A question for you: What should one do when one is reviewing a game, but it's far, far too hard for one to get anywhere in? I'm asking for a friend. A friend who's reviewing the early access for To Hell With Hell (THWH), a pixelly bullet hell roguelite that's tough as really bloody tough nails.

My friend, see, he's not terrible at games! He's just perhaps not the world's best when it comes to super-difficult bullet frenzies that rely not just on quick reflexes, but the ability to manage three different systems in his head while attempting to perform said reflexes. There's only so much I can... I mean, he can handle at once.

My friend was all, "Hey, Alice Bell! Can I review To Hell With Hell please?!" See, he'd gotten a review code for it, read that it was designed to be crazy difficult, but blitzed the first couple of levels and felt super-good about it! Or that's what he told me when he spoke to me about it earlier, in the room where there was only me and him and no one else saw him come in because they were all super-busy.
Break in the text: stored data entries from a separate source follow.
PR #1144, opened 2026-06-26
SRVKP-12527: ability to set default workspace for a pipeline

arvindk-softwaredev:
### **Summary**

- **Add default workspace support for Pipelines in the Pipeline Builder:** Workspaces defined in the Pipeline Builder form now support selecting a default PersistentVolumeClaim (PVC) as the volume type. The chosen PVC and type are persisted in a new `tekton.dev/default-workspace` annotation on the Pipeline resource, so they are restored when the Pipeline is re-opened in the form editor.
- **Revamp PipelineWorkspaces form layout:** Replaced the old `OptionalableWorkspace` component with an inline multi-column layout that shows Name, Type (dropdown, currently PVC-only), and a PVC selector side by side. Added a `PipelineWorkspaces.scss` stylesheet to adjust button positioning in the new layout.
- **Extend PVCDropdown with isFullWidth prop:** The PVCDropdown component now accepts an optional `isFullWidth` prop to control the dropdown width via a PatternFly utility class (pf-v6-u-w-100), replacing the previous hardcoded dropdown--full-width class.

### **Changes**

- Introduced the `DEFAULT_WORKSPACE_ANNOTATION` constant `tekton.dev/default-workspace` in `consts.ts.`
- Extended `TektonWorkspace` type with optional type and claimName fields to carry workspace volume metadata through the form.
- Updated `convertBuilderFormToPipeline` (`utils.ts`) to serialize workspace defaults into the annotation and strip type/claimName from the spec (keeping the Pipeline CRD clean).
- Updated `convertPipelineToBuilderForm` and `getFormData` (`form-switcher-validation.ts`) to parse the annotation back into form values, with graceful fallback on invalid JSON.
- Deleted `OptionalableWorkspace.tsx` (functionality inlined into `PipelineWorkspaces.tsx`).
- Added the "Type" i18n string to the locale file.

### **Test plan**

- [x]  Open the Pipeline Builder, add a workspace, and verify the Name, Type (PVC), and PVC selector columns render correctly
- [x]  Select a PVC for a workspace, save the Pipeline, and confirm the tekton.dev/default-workspace annotation is set on the Pipeline resource
- [x]  Re-open the saved Pipeline in the form editor and confirm the previously selected PVC is pre-populated
- [x]  Toggle the "Optional workspace" checkbox and verify it persists across form/YAML switches
- [x]  Create a Pipeline via YAML without the annotation and switch to form view — workspaces should default to PVC type with no PVC selected

### **ScreenRecording - Part 1**
https://github.com/user-attachments/assets/15059e8e-0f98-459f-8931-b59d6b6ba08f

### **ScreenRecording - Part 2**
https://github.com/user-attachments/assets/6bc3d622-58c7-4e61-b3bc-1b5a742d81df

Assisted-by: Claude 4.6 high


src/components/pipeline-builder/PipelineWorkspaces.tsx
```diff
@@ -17,19 +23,40 @@ const PipelineWorkspaces: FC<PipelineWorkspacesParam> = (props) => {
...
+          isReadOnly={isReadOnly}
+          aria-label={t('Name')}
+        />
+        <DropdownField name="type" items={volumeTypeOptions} disabled />
+        <PVCDropdownForm name="claimName" isFullWidth />
+        <CheckboxField
+          name="optional"
+          label={t('Optional workspace')}
+          className="pf-v6-u-mt-sm"
+        />
```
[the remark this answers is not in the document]
arvindk-softwaredev: addressed in recent commit

src/components/pipeline-builder/utils.ts
```diff
@@ -451,7 +475,9 @@ export const convertBuilderFormToPipeline = (
       ),
       workspaces:
         workspaces.length > 0
-          ? workspaces
+          ? workspaces.map((workspace) =>
+              _.omit(workspace, 'type', 'claimName'),
+            )
           : existingPipeline?.spec?.workspaces ?? [],
```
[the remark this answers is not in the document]
arvindk-softwaredev: addressed in recent commit

src/components/pipeline-builder/utils.ts
```diff
@@ -483,12 +520,23 @@ export const convertPipelineToBuilderForm = (
     },
   } = pipeline;
 
+  let defaultWorkspaceMap: Record<string, { type?: string; name?: string }> =
```
anwesha-palit-redhat: nit: this can be a `const` i think ?

src/components/pipeline-builder/utils.ts
```diff
@@ -483,12 +520,23 @@ export const convertPipelineToBuilderForm = (
...
+    parseDefaultWorkspaceAnnotation(annotations);
+
   return {
     name,
     params,
     workspaces: workspaces.map((workspace) => ({
       ...workspace,
       optional: !!workspace.optional, // Formik fails to understand "undefined boolean" checkbox values
+      type:
```
anwesha-palit-redhat: is this same logic used in a another file ? if it is same then can we use a helper method to abstract the logic in both places ?

src/components/pipeline-builder/utils.ts
```diff
@@ -562,3 +610,22 @@ export const getResourceSidebarSamples = (
 
   return { snippets, samples };
 };
+
+export const parseDefaultWorkspaceAnnotation = (
```
anwesha-palit-redhat, line 609: i think we can check for the annotation here before parsing ?
`if ( annotations &&
    annotations[DEFAULT_WORKSPACE_ANNOTATION]) `

arvindk-softwaredev: added the conditional checks

src/components/pipeline-builder/utils.ts
arvindk-softwaredev: makes sense, abstracted this logic into `extractWorkspaceDefaults` helper method

src/components/pipeline-builder/utils.ts
arvindk-softwaredev: updated to const

src/components/pipeline-builder/utils.ts
```diff
@@ -562,3 +603,38 @@ export const getResourceSidebarSamples = (
...
+  annotations: Record<string, string>,
+): Record<string, { type?: string; name?: string }> => {
+  let defaultWorkspaceMap: Record<string, { type?: string; name?: string }> =
```
anwesha-palit-redhat: `{"sample-workspace":[{"type":"pvc","name":"samplepvc1"}],"sample-workspace2":[{"type":"pvc","name":"samplepvc2"}]}`

if we use this then should we update this type definition ?

src/components/pipeline-builder/utils.ts
```diff
@@ -432,6 +437,30 @@ export const convertBuilderFormToPipeline = (
   const listIds = listTasks.map((listTask) => listTask.name);
   // Strip remaining builder-only properties
   const unhandledSpec = _.omit(others, 'finallyListTasks', 'loadingTasks');
+  let defaultWorkSpaceAnnotation = {};
+  if (workspaces.length > 0) {
+    defaultWorkSpaceAnnotation = workspaces.reduce(
+      (acc: Record<string, Array<object>>, workspace: TektonWorkspace) => {
+        if (workspace.type && workspace.claimName) {
+          let defaultClaim = {
```
anwesha-palit-redhat: nit: can we use const here as well ?

anwesha-palit-redhat:
Verified the changes 

https://github.com/user-attachments/assets/d91dfe51-6569-4a92-805b-bde2e6b58913

anwesha-palit-redhat (approved):
/lgtm

src/components/pipeline-builder/utils.ts
arvindk-softwaredev: updated to const

src/components/pipeline-builder/utils.ts
arvindk-softwaredev: good catch, updated the types in lastes commit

So anyway, my friend - let's call him... (Shit... shit...) Ron Lawker? Yeah, Ron, see, he thought he had a handle on it, and just plopped his name next to the review, then left the game for a few days because it wasn't coming out until the next week. And then, he told me, when he got around to playing it, it turned out the first couple of levels were really all he could do. So like I said, what advice do you have for him?

OK, look, this is going to come as a surprise, but I was lying. It's not a friend. It's me. I'm sorry I tricked you so effectively. I need to come clean. I suck at To Hell With Hell. But the good news is, I'm really enjoying sucking at it!

It is by a long, long stretch not the most original of concepts, but it does everything it does really well, and puts in a bunch of different gimmicks that do well enough to feel welcome. So the smartest thing to do, for want of any depth of insight to offer you, is list them!

- Masks: There's a cute and interesting conceit in THWH whereby you pick up and wear different masks. Each comes with some unique special abilities, metered by 'rage', gained through killing, that let you perhaps unleash a powerful homing blast, or launch a fireball, or execute a sick roll, or dash, or go invisible, and so on. As you progress you can gain the ability to carry multiple masks, and then switch between them as the moment demands.

- Weapons: You begin able to carry two, which sounds fairly standard, but this is a game where ammo can run out fast, and finding ammo boxes is tough, and new weapons even tougher. Especially when you have to decide if you want to drop your excellent crossbow that fires bolts through multiple enemies in favour of a sawn-off shotgun that sprays big damage a short distance. Again, you can gain the ability to carry more, but it remains a fraught economy of grabbing.

- Health: This is very intriguing. Rather than giving you an ever-growing pool that you constantly increase through improvements, the actual total amount of your health is one of the most fragile and vulnerable elements of the game. Enemies don't just hurt you, they permanently reduce your life pool until you're scraping around on a maximum of 16 or something, where even half a hit is going to kill you instantly. There are ways to pick it up again, but they're not easy, and it really puts a superb emphasis on how important it is to dodge that enemy fire.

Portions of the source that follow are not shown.